** Opening Data to examine block **

PR #14451, opened 2023-02-19
[upnpcontrol] Multiple codestyle fixes

lsiepel:
Follow up to https://github.com/openhab/openhab-addons/pull/14439
- Fogotten null annotation
- Removed not used imports (where allready there)
- Some checkstyle warnigns (where allready there)


lolodomo (approved):

mherwege:
@Isiepel Removing the imports creates a problem for the javadoc of some methods, that contain a link to these classes. While maven complains about them, the Eclipse IDE puts them in automatically when creating a link in the javadoc.

lsiepel:
> @isiepel Removing the imports creates a problem for the javadoc of some methods, that contain a link to these classes. While maven complains about them, the Eclipse IDE puts them in automatically when creating a link in the javadoc.

Would a solution be to use the full package name+type in the javadocs instead of using the imports?  I’m using va code, so I cannot check how eclipse handles this.

mherwege:
> Would a solution be to use the full package name+type in the javadocs instead of using the imports?

Yes, it fixes it. I created [#14471](https://github.com/openhab/openhab-addons/pull/14471) for this.

PR #14461, opened 2023-02-20
[nibeheatpump] nibegw: Fix setting debug verboseLevel

gaaf:
Set the correct field when changing verbose level.


lolodomo (approved):
LGTM, thank you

** Closing Data to examine block **

* _What is required_:
Reproduce every entry, word for word.

* _Worked solution_:
PR #14451, opened 2023-02-19
[upnpcontrol] Multiple codestyle fixes

lsiepel:
Follow up to https://github.com/openhab/openhab-addons/pull/14439
- Fogotten null annotation
- Removed not used imports (where allready there)
- Some checkstyle warnigns (where allready there)


lolodomo (approved):

mherwege:
@Isiepel Removing the imports creates a problem for the javadoc of some methods, that contain a link to these classes. While maven complains about them, the Eclipse IDE puts them in automatically when creating a link in the javadoc.

lsiepel:
> @isiepel Removing the imports creates a problem for the javadoc of some methods, that contain a link to these classes. While maven complains about them, the Eclipse IDE puts them in automatically when creating a link in the javadoc.

Would a solution be to use the full package name+type in the javadocs instead of using the imports?  I’m using va code, so I cannot check how eclipse handles this.

mherwege:
> Would a solution be to use the full package name+type in the javadocs instead of using the imports?

Yes, it fixes it. I created [#14471](https://github.com/openhab/openhab-addons/pull/14471) for this.

PR #14461, opened 2023-02-20
[nibeheatpump] nibegw: Fix setting debug verboseLevel

gaaf:
Set the correct field when changing verbose level.


lolodomo (approved):
LGTM, thank you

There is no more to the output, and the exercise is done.